NAME: Abbie Wesley

African American
Middle class
Unwavering egalitarian
The New Era Woman's Club


Abbie Wesley is a first generation non-slave of the Rodgers (her maiden name) family, born in Hampshire, West Virginia in 1864. Her parents had both been slaves on a plantation in the town where she was born (though West Virginia as a state would not be established until 1861, when it seceded from Confederate Virginia) until, in 1864, slavery was abolished in the state. But having worked their entire lives on the same plantation, they decided to remain on the plantation as sharecroppers.

In the 1870s Abbie was able to receive an education at a local, poorly-funded, colored school. In 1885 she attended Storer College, studying to become a teacher herself, wanting to help spread a basic education in the black community that her parents were never fortunate enough to have.

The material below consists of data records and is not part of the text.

PR #6945, opened 2022-06-23
Make sure v5 patches don't override latest on npm

masad-frost:
See https://github.com/codemirror/dev/issues/880

### DIFF
--- a/package.json
+++ b/package.json
@@ -43,5 +43,8 @@
     "dependencies": {},
     "devDependencies": {}
   },
-  "dependencies": {}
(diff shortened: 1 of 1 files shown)


package.json
```diff
@@ -43,5 +43,8 @@
     "dependencies": {},
     "devDependencies": {}
   },
-  "dependencies": {}
+  "dependencies": {},
+  "publishConfig": {
+    "tag": "legacy"
```
masad-frost, line 48:
```suggestion
    "tag": "version5"
```

PR #6964, opened 2022-07-19
Focus the window in which CodeMirror is rendered.

Me1000:
We ran into some issues where under certain conditions Firefox would lose focus of the editor. In particular if CodeMirror is being rendered in a frame different than the frame in which the code itself is running. This PR ensures that the call to `focus()` on mouse clicks happens on the window in which CodeMirror is being rendered, and not the window running the code.

This PR is similar to [#5309](https://github.com/codemirror/codemirror5/pull/5309).


marijnh:
Seems a bunch of global `window`/`document` uses have ended up in the codebase again. Attached patch fixes them.

PR #6965, opened 2022-07-19
Fix for new function name clashing with local variable.

Me1000:
Text selection was broken in the latest commit because the `extend` function is defined within the `leftMouseSelect` function and that caused `doc()` the function to be shadowned by `doc = cm.doc` the local variable.


marijnh:
Argh. Thanks for spotting that.

PR #6974, opened 2022-08-08
fix: diff merge support \r line separator

liangshuai:
image

image


marijnh:
This doesn't look right — it'll only look for `\r` when there are no `\n` characters in the string, so in `"foo\rbar\n"` it'd ignore the `\r`.

Also, won't CodeMirror have already normalized these to `\n` anyway, since `getDiff` is called on the editor content?

PR #148, opened 2017-02-18
Updating ffmpeg download URL.

Meandmybadself:
_npm install_ was failing when attempting to download ffmpeg at an erroring URL.

This updates the URL to its valid equivalent.


matheuss:
Thank you 🤗

PR #175, opened 2017-05-14
Improve the look of the DMG

sindresorhus:
Makes the icons larger and the distance to drag shorter, to be more user-friendly.

## Before

screen shot 2017-05-14 at 15 07 55

## After

screen shot 2017-05-14 at 17 28 25

*The arrow is slightly blurry because of https://github.com/electron-userland/electron-builder/issues/1506*


skllcrn:
So the blur will be fixed upstream?

sindresorhus:
@skllcrn Yes, it will be fixed soon, before we'll ship a new release.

In 1889 Abbie met Andrew Wesley, a worker on a plantation owned, operated, and employed entirely by African Americans. Four years later, after scrounging up enough money to buy a small home together, the two married and had two children – two girls, Julie and Ramona. Tensions were always high, though, between the colored plantation Andrew worked on and nearby others owned by white farmers. In July of 1899, on his way to work, Andrew found someone who worked on the same plantation as himself in the process of being lynched by the same white farmers. Trying to intervene and stop the lynching, Andrew was himself killed in the process. Devastated and fearing the same could eventually happen to her or her children, Abbie sold the small home she and Andrew had bought and moved as far north as she could without crossing the border into Rochester, New York.

In her late 30s and early 40s, Abbie continued as a teacher in a local colored school in Rochester. Julie and Ramona were among the students that she taught. In 1910 Abbie founded a colored women’s club, the New Era Woman’s Club, with some of the other teachers she had taught with in the area. The club was affiliated with and supported by the National Association of Colored Women Clubs (NACWC). In 1914, at age 50, Abbie retired from teaching and her daughters supported her in their home on Faxon Street in the Corn Hill neighborhood. She took a greater role in her woman’s club, and used it as a platform to push African American inclusion into the fight for a woman’s right to vote forward – an inclusion not easy to keep as the major woman’s rights groups were turning blind eyes to the African American community to gain greater support.

After the ratification of the Nineteenth Amendment, Abbie’s club shifted their focus to improving the local conditions of the black community. Abbie, not 57, has lost some of the energy she once had fighting for the rights of her fellow African Americans across the country, but remains just as stubborn and determined as ever when discussing such matters.